SUBSYSTEM=="power_supply", ATTR{online}=="0", RUN+="/usr/bin/at -M -f /lib/udev/power-profiles/power-saver now"
SUBSYSTEM=="power_supply", ATTR{online}=="1", RUN+="/usr/bin/at -M -f /lib/udev/power-profiles/performance now"

The triggers run the shell scripts I made at /lib/udev/power-profiles. These shell scripts just run the “powerprofilesctl set” command for the profiles I want running in each power state. Running these comands through /usr/bin/at isn’t 100% necessary, but udev runs it’s triggers before a lot of modules are loaded at boot. Running your commands through at is a quick way to make sure your triggers are processed after more kernel modules are loaded.
TL:DR of this is that running these udev triggers through at allows this to work on system boot in addition to changing profiles whenever the system is plugged in or put on battery. I have the system set to performance on AC and power-saver on battery.

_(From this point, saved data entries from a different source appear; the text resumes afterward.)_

PR #543, opened 2024-11-20
Add documentation about using GraphQLQueryWatcher with mutations

damian0815:
Ref https://github.com/apollographql/apollo-ios/issues/3472

### DIFF
--- a/apollo-ios/Sources/Apollo/GraphQLQueryWatcher.swift
+++ b/apollo-ios/Sources/Apollo/GraphQLQueryWatcher.swift
@@ -3,11 +3,14 @@ import Foundation
 import ApolloAPI
 #endif
 
-/// A `GraphQLQueryWatcher` is responsible for watching the store, and calling the result handler with a new result whenever any of the data the previous result depends on changes.
+/// A `GraphQLQueryWatcher` is responsible for watching the store, and calling the result handler with a new result
+/// whenever any of the data the previous result depends on changes. If your query shares response objects with other
+/// operations you should read about normalizing objects by cache key in our documentation. Normalized objects will
+/// update all query watchers that had received that object before.
 ///
-/// NOTE: In order for the `resultHandler` to be called when mutations are executed, you will need to implement Custom Cache Keys - see the Caching section of the Apollo iOS documentation for more details.
-///
-/// NOTE: The store retains the watcher while subscribed. You must call `cancel()` on your query watcher when you no longer need results. Failure to call `cancel()` before releasing your reference to the returned watcher will result in a memory leak.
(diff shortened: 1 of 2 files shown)


apollo-ios/Sources/Apollo/GraphQLQueryWatcher.swift
```diff
@@ -5,6 +5,8 @@ import ApolloAPI
 
 /// A `GraphQLQueryWatcher` is responsible for watching the store, and calling the result handler with a new result whenever any of the data the previous result depends on changes.
 ///
+/// NOTE: In order for the `resultHandler` to be called when mutations are executed, you will need to implement Custom Cache Keys - see the Caching section of the Apollo iOS documentation for more details.
```
calvincestari, line 8: Thanks @damian0815, some suggestions:
* This is not specific, nor limited, to mutations though. If you had another query that used the same fragment you would have the same problem as you experienced before.
* The direction to use custom cache keys is not about having the result handler called but rather about normalizing the response objects that could be shared between operations. The `resultHandler` callback being called is simply the Swift mechanism for getting the result back to your code.

What I'm saying above is that the direction to read about custom cache keys should be about why normalized objects are important for query watchers to function correctly.

calvincestari (changes requested):

apollo-ios/Sources/Apollo/GraphQLQueryWatcher.swift
damian0815: okay. i am a newbie to apollo, perhaps you could suggest the exact text and i will update the PR accordingly

calvincestari: I've pushed two commits with the relevant doc changes.

calvincestari (approved):

calvincestari:
Going to merge this despite the Docs Preview check failing; I believe that is because it's on a fork. Once merged I'll double-check the published change.

damian0815:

  • Be mindful of peripherals
    Simple one, but some applications like Discord will try to connect to the camera if it sees it. the camera draws quite a bit of power on it’s own (a couple watts, even at idle form my observations,) so just be mindful about turning it off when not in use on battery power. Same goes with the microhpone and any expansion cards you may have installed. From reading other threads, it seems the HDMI and MicroSD modules have some idle power draw as well.
7 Likes

Thanks for the detail and udev triggers @IPGentlemann! To add on, initially I ran and saw good results with power-profiles-daemon. I then experimented with TLP and simply haven’t bothered to revert (though I wanted to because power-profiles-daemon is much simpler + Fedora 35 includes it by default, etc.). With your findings, I’m going to switch back. But since power-profiles-daemon doesn’t apply many of the tweaks that TLP does, I’m curious @IPGentlemann:

  1. Are you setting some/all of the recommended tweaks/tunables from powertop? If so,
  2. Which have you set/are using?
  3. How are you applying them? e.g. powertop --auto-tune at boot, via udev rules, etc.

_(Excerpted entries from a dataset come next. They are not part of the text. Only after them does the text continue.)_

PR #545, opened 2024-11-22
Fix getting started button link

Meschreiber:
Just noticed these lead to 404s. I believe an absolute link needs to be used for ButtonLinks (didn't notice any others in the ios docs)


Meschreiber:
!docs preview

calvincestari (approved):

PR #28, opened 2025-06-09
Feature/username password auth

StevenMPhillips:


serra:
@StevenMPhillips I was thinking about implementing sth similar, but IMO another approach would be better - curious about your thoughts.

From Dremio's perspective, I see two important downsides to this approach:
1/ Using usernames and passwords like this is not a good security practice in general and high quality software should not encourage bad practices.
2/ Creating personal access tokens for users is a differentiating feature of Dremio's enterprise edition.

To me, 1/ outweighs 2/ by a landslide, but I can imagine that in the current AI hype 2/ helps a bit in moving enterprise people who want leverage MCP to purchase an enterprise edition.

That being said, the community should be able to use this MCP server too.

My solution would be to keep the code to get a login token from the api outside this codebase. E.g. create a script that:
1/ retrieves a token from the api (valid for ~30hours iirc)
2/ starts the dremio service with this this token (command line parameter? docker mount? docker secret? env var?)
3/ restart before toke expiration (say daily)

It might be a bit hack-ish, but OK to me for community edition use.

And then the code here can stay secure and evolve with enterprise as well as community editions.

Thoughts?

For those using Waybar + power-profiles-daemon, here’s the custom module I run. It displays the current power profile (refreshes every 60 seconds), and a left/middle/right click on the area sets the respective power profile. This functionality already exists in Gnome control center Settings → Power (and from a quick search, I believe KDE/Plasma now has support as well).

Click Action
Left (one finger tap or physical left click) set power-saver profile
Middle (three finger tap) set balanced profile
Right (two finger tap or physical right click) set performance profile
"custom/power_profile": {
    "exec": "powerprofilesctl get",
    "interval": 60,
    "on-click": "powerprofilesctl set power-saver",
    "on-click-right": "powerprofilesctl set balanced",
    "on-click-middle": "powerprofilesctl set performance"
}
1 Like

@Michael_Wu I am using Powertop’s tweaks. Powertop comes with a .service file that you can enable with systemctl.

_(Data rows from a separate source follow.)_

PR #38, opened 2025-07-15
Change type annotations to match returned types, fixes #35

### LINKED ISSUE #35: Pydantic output validation errors for tools GetUsefulSystemTableNames and GetSchemaOfTable
**Context**

- Dremio OSS 24.3 running in Docker
- Supergateway http streamable proxy to stdio of Dremio MCP Server
- VS Code+CoPilot with Claude Sonnet 4.0 agent

**Affected Tools:**

- `GetUsefulSystemTableNames`
- `GetSchemaOfTable`

**Issue:** MCP validation error - server returning dict when list expected

**Error Message:**

```
1 validation error for invokeOutput
result
  Input should be a valid list [type=list_type, input_value={...}, input_type=dict]
```

**Root Cause:** The MCP server is returning JSON objects (`{}`) but the MCP protocol expects arrays (`[]`) for these tool responses.

**Impact:** Tools fail with validation errors despite containing correct data.

**Potential fixes:** Update server response formatting to wrap results in arrays or adjust MCP tool definitions to expect objects.

serra:
Fixes #35 Pydantic output validation errors for tools GetUsefulSystemTableNames and GetSchemaOfTable

### DIFF
--- a/tests/tools/test_output_validation.py
+++ b/tests/tools/test_output_validation.py
@@ -1,32 +1,43 @@
-"""
-Test script to demonstrate the actual MCP output validation bug.
-
-This script shows how FastMCP validates tool outputs by using the actual
-function type annotations, which is where the validation occurs in the MCP
-framework.
-"""
+#
+#  Copyright (C) 2017-2025 Dremio Corporation
+#
+#  Licensed under the Apache License, Version 2.0 (the "License");
+#  you may not use this file except in compliance with the License.
+#  You may obtain a copy of the License at
+#
+#      http://www.apache.org/licenses/LICENSE-2.0
+#
+#  Unless required by applicable law or agreed to in writing, software
+#  distributed under the License is distributed on an "AS IS" BASIS,
+#  WITHOUT WARRANTIES OR CONDITIONS OF ANY KIND, either express or implied.
+#  See the License for the specific language governing permissions and
+#  limitations under the License.
+#
 
 import pytest
-from typing import get_type_hints
-from pydantic import TypeAdapter
 from unittest.mock import patch
-
+from mcp.server.fastmcp.utilities.func_metadata import func_metadata
 from dremioai.tools.tools import GetUsefulSystemTableNames, GetSchemaOfTable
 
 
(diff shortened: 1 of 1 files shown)


serra:
I have some improvements coming for this today.

serra:
8f0fce1 is good to go.

pytest.ini
```diff
@@ -4,6 +4,7 @@ python_files = test_*.py
 python_classes = Test*
 python_functions = test_*
 asyncio_mode = strict
+asyncio_default_fixture_loop_scope = function
```
aniket-s-kulkarni, line 7: @serra - why do we need this for the test?

tests/tools/test_output_validation.py
```diff
@@ -0,0 +1,61 @@
+#
```
aniket-s-kulkarni, line 1: @serra I have a PR lined up for a larger change to the unit tests to validate the output types. Perhaps we can skip this test and I will follow up with that PR.

pytest.ini
serra: I set it beacause of this warning I got when running the test:

```
(dremioai) ➜  dremio-mcp git:(main) ✗ uv run pytest
/Users/marijn/dev/serraict/dremio-mcp/.venv/lib/python3.12/site-packages/pytest_asyncio/plugin.py:217: PytestDeprecationWarning: The configuration option "asyncio_default_fixture_loop_scope" is unset.
The event loop scope for asynchronous fixtures will default to the fixture caching scope. Future versions of pytest-asyncio will default the loop scope for asynchronous fixtures to function scope. Set the default fixture loop scope explicitly in order to avoid unexpected behavior in the future. Valid fixture loop scopes are: "function", "class", "module", "package", "session"

  warnings.warn(PytestDeprecationWarning(_DEFAULT_FIXTURE_LOOP_SCOPE_UNSET))
=================================================================================== test session starts ====================================================================================
```

serra: But tbh I did not read into the details any further, so I'm open to any other suggestions.

serra: Reference: https://pytest-asyncio.readthedocs.io/en/stable/reference/configuration.html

sudo systemctl enable powertop

This service will run at boot, apply Powertop’s tweaks and then shut itself off once it is finished. No custom bootup scripts or udev triggers required.

3 Likes

While I added the grub line for it, I haven’t actually suspended since I received my framework. It cold boots quick enough I always do a complete shutdown.

1 Like

Just tested with my i7-1165G7 model this afternoon on Gnome Manjaro (kernel 5.13.15-1-MANJARO) and I saw 24% battery drain in 6 hours and 44 minutes. So about 3.56%/hr suspended with lid closed the whole time starting at 97%.

I haven’t done any tweaking of power settings yet, but like @malachid, I’ve just been shutting down completely when I’m not using my laptop. The 19s cold boot time blows any other computer I’ve used regularly out of the water.